Start of Block

Issue #513, opened 2025-09-09
[Feature]: Add more sophisticated input validation for edit paper details


Slartibartfass2:
### Is your feature request related to a problem? Please describe

In #61, we added basic input validation for updated paper details. This should be more sophisticated.

### Describe the solution you'd like

Same validation as in the backend.

Agreement from last meeting:
> authors are separated by semicolon and if a comma appears, then it is interpreted as last name, first name, otherwise as first name last name and add a help behind authors explaining the syntax

Edit: Only enable the save button when paper data is valid (also show a hint why the button is disabled).

Merseleo:
Alongside with an improved input validation, the user should get more information on how to properly input paper details by adding help tooltips next to the paper details. These tooltips should explain, what inputs are allowed, what is not allowed and maybe what consequences a change have.

Slartibartfass2:
Before we implement this, I would like the input elements to be refactored/improved. Currently, we use a text area for all inputs, but it really only makes sense for the abstract. I would like to use our input components for that and toggle between spans and those input elements. When using input elements, we can then also apply Zod schemas for input validation.

mowi12:
> Alongside with an improved input validation, the user should get more information on how to properly input paper details by adding help tooltips next to the paper details. These tooltips should explain, what inputs are allowed, what is not allowed and maybe what consequences a change have.

In addition, we need to add good placeholders.
These should be valid by the help-suggestions

PR #540, opened 2025-10-22
Changed how authors are represented and parsed

### LINKED ISSUE #536: [Feature]: Change how authors are represented and parsed

_No response_

Adding papers is more complex than we expected; now we have two calls for that.

Use the new calls and implement the logic.

_No response_

### Anything else?

_No response_

Slartibartfass2:
Closes #536 

## What I have made

Similar to the changes in the API and the backend, this PR is an adjustment to the authors being no entities anymore.
The author list is now represented in the format we discussed, and a hint is shown on how the format works.

## Checklist

### Author

  - [x] unit tests

### Reviewer

### DIFF
--- a/src/lib/components/composites/paper-components/paper-view/PaperDetail.svelte
+++ b/src/lib/components/composites/paper-components/paper-view/PaperDetail.svelte
@@ -5,8 +5,10 @@
     import ToggleableInput from "$lib/components/composites/input/ToggleableInput.svelte";
     import type { HTMLAttributes } from "svelte/elements";
     import type { Paper } from "$lib/model/api/paper";
-    import ErrorIndicator from "../../utils/ErrorIndicator.svelte";
+    import ErrorIndicator from "$lib/components/composites/utils/ErrorIndicator.svelte";
     import type { StringifiedPaper } from "$lib/model/general";
+    import CircleHelp from "lucide-svelte/icons/circle-help";
+    import Tooltip from "$lib/components/composites/utils/Tooltip.svelte";
 
     export interface PaperDetailProp {
         key: keyof StringifiedPaper;
@@ -19,9 +21,17 @@
         loadingPaper: Promise<Paper>;
         paper: StringifiedPaper;
         isInEditMode: boolean;
+        hint?: string;
     };
 
-    let { prop, index = 0, loadingPaper, paper = $bindable(), isInEditMode }: Props = $props();
+    let {
+        prop,
+        index = 0,
+        loadingPaper,
+        paper = $bindable(),
+        isInEditMode,
+        hint = undefined,
+    }: Props = $props();
     const { key, label } = prop;
 
     const skeletonValues = [
@@ -61,13 +71,31 @@ Usage:
             />
         </div>
     {:then}
-        <ToggleableInput
-            isEditable={isInEditMode}
-            {key}
-            onInputChange={updateValue}
-            placeholder={`No ${label} available`}
-            value={paper[key]}
-        />
+        <div class="flex w-full flex-row gap-1">
+            <ToggleableInput
+                isEditable={isInEditMode}
+                {key}
+                onInputChange={updateValue}
+                placeholder={`No ${label} available`}
+                value={paper[key]}
+            />
+            {#if hint && isInEditMode}
+                <Tooltip
+                    class="p-0 [&_svg]:size-6"
+                    aria-label={hint}
+                    openOnClick
+                    triggerSize="fit"
+                    triggerVariant="none"
+                >
+                    {#snippet trigger()}
+                        <CircleHelp class="text-neutral-500" />
+                    {/snippet}
+                    {#snippet content()}
+                        {hint}
+                    {/snippet}
+                </Tooltip>
+            {/if}
+        </div>
     {:catch}
         <ErrorIndicator errorMessage={`Couldn't load ${label}`} />
     {/await}
--- a/src/lib/components/composites/paper-components/paper-view/PaperDetail.svelte
+++ b/src/lib/components/composites/paper-components/paper-view/PaperDetail.svelte
@@ -60,7 +60,25 @@ Usage:
 -->
 <div id={key} class="flex flex-row gap-2" data-testid="paper-detail">
     <!-- Match top padding of input -->
-    <span class="w-24 pt-[0.3125rem] xl:w-42">{label}</span>
+    <span class="flex w-24 flex-row items-center gap-2 pt-[0.3125rem] xl:w-42">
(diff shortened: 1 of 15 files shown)


src/lib/utils/common-helper.ts
Merseleo, line 1: This `common-helper` file got quite big, what do you think of refactoring it and split our utils functions in a separate PR? I thought about a different structure together with AI and I think there is big potential.

tests/unit/utils/common-helper.test.ts
```diff
@@ -276,3 +277,118 @@ describe("Check String equality", () => {
...
+        const text = "Doe, John; Jane Smith; Brown, Bob";
+        const authors = stringToAuthors(text);
+        expect(authors).toEqual([
+            { firstName: "John", lastName: "Doe" },
+            { firstName: "Jane", lastName: "Smith" },
+            { firstName: "Bob", lastName: "Brown" },
+        ]);
+    });
+
+    test("When an author has multiple commas in the name, then only the first comma is used to split first and last names", () => {
```
Merseleo, line 386: Maybe add the note, that this only applies for the format 'Last, First', right?

src/lib/utils/common-helper.ts
```diff
@@ -368,6 +369,52 @@ function isStringEqual(obj1: unknown, obj2: unknown): boolean {
...
+
+/**
+ * Extracts a single author from a string.
+ *
+ * We assume that the author is either in the format "first_name last_name" or "last_name, first_name".
+ *
+ * @param text - The string containing the author.
+ * @returns An Author object.
+ */
+function stringToAuthor(text: string): Author {
```
Merseleo, line 396: Did you tested this with your new backend version?
Because, this methods allows to set the first name to an empty string and then the backend will complain as you defined in the backend, then both first name and last name must be given, so where do you handle this error? Do you have any idea on how to properly show this problem to the user?

src/lib/components/composites/paper-components/paper-view/PaperDetail.svelte
```diff
@@ -61,13 +71,31 @@ Usage:
...
         </div>
     {:then}
-        <ToggleableInput
-            isEditable={isInEditMode}
-            {key}
-            onInputChange={updateValue}
-            placeholder={`No ${label} available`}
-            value={paper[key]}
-        />
+        <div class="flex w-full flex-row gap-1">
```
Merseleo, line 92: In my opinion this isn't the best layout. Nice addition with the hint (and we have to add the remaining hints later, but not in this PR), but I think it would be better, if the help symbol would be next to the "Authors" text and not the last thing in this row. Is there any special reason why you placed it there?

Merseleo (changes requested):
Nice work, I wish every review would be that easy. No functional problems, probably tested by yourself, no spelling mistakes or missing documentation, edge cases considered, barely something to complain about.

P.S. Same as in the backend. I think you do not updated the API submodule properly as I still get errors?! Probably it would be advantageous to first release a new version of the API, merge this and then update the backend and frontend accordingly? Or am I missing something?

src/lib/components/composites/paper-components/paper-view/PaperDetail.svelte
Slartibartfass2: I thought this made the most sense.
What do you think of this?
Image

I generally believe that this section requires a rework, and I have some ideas.

tests/unit/utils/common-helper.test.ts
Slartibartfass2: There are no commas in 'First Last', so I'm not sure what you mean. Please explain.

src/lib/utils/common-helper.ts
Slartibartfass2: I split the file up into 3 files. What's your opinion on that?

src/lib/utils/common-helper.ts
Slartibartfass2: Yes, I noticed this yesterday, but forgot it today. Since we tell the user to provide a first and last name, we can expect them to follow the format. Otherwise, they cannot update the information.

Slartibartfass2 (commented):
Thanks for the review

src/lib/utils/common-helper.ts
Merseleo: As I said, I already started to refactor the utils functions and split them, so (imo) it is unnecessary start this in this PR and do it in another PR as well, as these changes have nothing to do with this fix (so I would revert these changes). I actually wanted to know, whether you recognized as well that this single helper file has grown a lot, but I guess your answer is yes ^^.

tests/unit/utils/common-helper.test.ts
Merseleo: First I thought, that 'First, Second first Last' is also possible so I was a bit confused, but as I read the hint again, it is clearer. So ignore my comment.

src/lib/utils/common-helper.ts
Merseleo: Yes, we can expect them to follow the format. But if (for whatever reason) they mix something up and input an author "Doe; John, Jonathan" instead of "Doe, John, Jonathan", then you only get a toast "Failed to update paper", but in my opinion then it is not quite obvious what I've done wrong. But we can also extend this is in #513.

src/lib/components/composites/paper-components/paper-view/PaperDetail.svelte
Merseleo: I think, your suggestion in this conversation does make more sense as the help symbol is directly behind the label it explains (like in the criteria list). 

I know, but not in this PR, other PRs exist for this.

Merseleo (changes requested):

src/lib/utils/common-helper.ts
Slartibartfass2: Ah sorry, I misread your comment, I dropped the commit.

src/lib/utils/common-helper.ts
Slartibartfass2: Yes, we have to turn the response of the backend into alerts in the frontend.

src/lib/components/composites/paper-components/paper-view/PaperDetail.svelte
Slartibartfass2: Alright, I implemented the change.

src/lib/utils/common-helper.ts
Merseleo: Ok, I guess then we do this in #513

Merseleo (approved):
I think this PR is ready to be merged now.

End of Block

Work order: Please return only the lines above, starting at the line that has "explaining the syntax" and ending at the line that has "Edit: Only enable", keeping both and leaving each one unchanged.

Written response:
> authors are separated by semicolon and if a comma appears, then it is interpreted as last name, first name, otherwise as first name last name and add a help behind authors explaining the syntax

Edit: Only enable the save button when paper data is valid (also show a hint why the button is disabled).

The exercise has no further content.